There’s no easy answer when it comes to addiction.
If you’ve lived through a relationship that has been overshadowed by it (or you’re navigating your way through one now), then I don’t need to tell you just how devastating it is when someone you love is an addict.
Addiction is a lonely road. The world does a great job talking about the addict’s pain. From a scientific standpoint, we are understanding more and more about what causes addiction and what sustains it. Clearly, we’ve been less successful solving it.
While drug and alcohol addicts were once mercilessly cast to their fate, we now understand how boundaries, love, patience and education can serve as powerful forces that help loosen the grip of addiction. And while rehab has no guarantees, it provides very real possibilities for some.
But as daughters, sisters, wives, mothers, friends, what do we do when we’re caught in that terrible purgatory of “the in between”? When our hearts are broken and our heads are spinning—when we’re stuck between just surviving and desperately hoping—how do we manage to eek out any semblance of a balanced, productive life when we’re overwhelmed by someone else’s addiction?

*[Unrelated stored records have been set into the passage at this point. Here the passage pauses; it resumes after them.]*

PR #350, opened 2025-05-29
feat(dashboard): B2B-2993 challenge masquerading for cart removal

bc-victor:
Jira: [B2B-2993](https://bigcommercecloud.atlassian.net/browse/B2B-2993)

## What/Why?
Delete cart on masquerading as it is a possible security risk, read ticket.

## Rollout/Rollback
Revert

## Testing
To be added

### DIFF
--- a/apps/storefront/src/pages/Dashboard/index.tsx
+++ b/apps/storefront/src/pages/Dashboard/index.tsx
@@ -2,8 +2,10 @@ import { useEffect, useState } from 'react';
 import { useLocation } from 'react-router-dom';
 import { useB3Lang } from '@b3/lang';
 import { Box } from '@mui/material';
+import Cookies from 'js-cookie';
 
 import { usePageMask } from '@/components';
+import B3Dialog from '@/components/B3Dialog';
 import B3FilterSearch from '@/components/filter/B3FilterSearch';
 import B3Spin from '@/components/spin/B3Spin';
 import { B3PaginationTable, GetRequestList } from '@/components/table/B3PaginationTable';
@@ -11,15 +13,13 @@ import { TableColumnItem } from '@/components/table/B3Table';
 import { useSort } from '@/hooks';
 import { PageProps } from '@/pages/PageProps';
 import { superAdminCompanies } from '@/shared/service/b2b';
+import { deleteCart } from '@/shared/service/bc';
 import { setCartNumber, useAppSelector, useAppStore } from '@/store';
 import { endMasquerade, startMasquerade } from '@/utils/masquerade';
 
 import { DashboardCard } from './components/DashboardCard';
 import { ActionMenuCell } from './ActionMenuCell';
 import { CompanyNameCell } from './CompanyNameCell';
-import B3Dialog from '@/components/B3Dialog';
-import Cookies from 'js-cookie';
-import { deleteCart } from '@/shared/service/bc';
 
 interface ListItem {
   [key: string]: string;
@@ -138,7 +138,7 @@ function Dashboard(props: PageProps) {
   };
 
   const handleModalConfirm = () => {
-    const cartId = Cookies.get('cartId')
+    const cartId = Cookies.get('cartId');
 
     startActing(Number(tempCompanyId))
       .then(() => deleteCart(cartId as string))
@@ -147,7 +147,7 @@ function Dashboard(props: PageProps) {
         store.dispatch(setCartNumber(0));
         handleClose();
       });
-  }
+  };
 
   const columnItems: TableColumnItem<ListItem>[] = [
     {
--- a/apps/storefront/src/pages/Dashboard/index.tsx
+++ b/apps/storefront/src/pages/Dashboard/index.tsx
@@ -19,6 +19,7 @@ import { ActionMenuCell } from './ActionMenuCell';
 import { CompanyNameCell } from './CompanyNameCell';
 import B3Dialog from '@/components/B3Dialog';
 import Cookies from 'js-cookie';
+import { deleteCart } from '@/shared/service/bc';
 
 interface ListItem {
   [key: string]: string;
@@ -249,7 +250,9 @@ function Dashboard(props: PageProps) {
         loading={isRequestLoading}
         handleLeftClick={handleClose}
         handRightClick={() => {
+          const cartId = Cookies.get('cartId')
           startActing(Number(tempCompanyId))
+            .then(() => deleteCart(cartId as string))
             .then(() => Cookies.remove('cartId'))
             .finally(() => {
               store.dispatch(setCartNumber(0));
--- a/apps/storefront/src/pages/Dashboard/index.tsx
+++ b/apps/storefront/src/pages/Dashboard/index.tsx
@@ -11,12 +11,14 @@ import { TableColumnItem } from '@/components/table/B3Table';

That’s a heavy question, and there is no easy answer.
I know this because I spent more than 30 years married to an addict. I know what it’s like to hope and pray for the addiction to end. And I know how it feels to watch a marriage fall apart when it doesn’t.
Looking back at those years, I see that my greatest struggle was always within myself. The hardest part of life with my ex-husband wasn’t trying to figure out how to deal with his drug use. Instead, it was figuring out how to be honest with myself about my role in it.
Because the emotions we have when coping with a loved one’s addiction are so similar to those of trauma or grief, it’s not hard to understand why we feel so compelled to “fix” the addict. Their addiction signals the death of our own dreams, and allowing ourselves to face that reality is not an easy task.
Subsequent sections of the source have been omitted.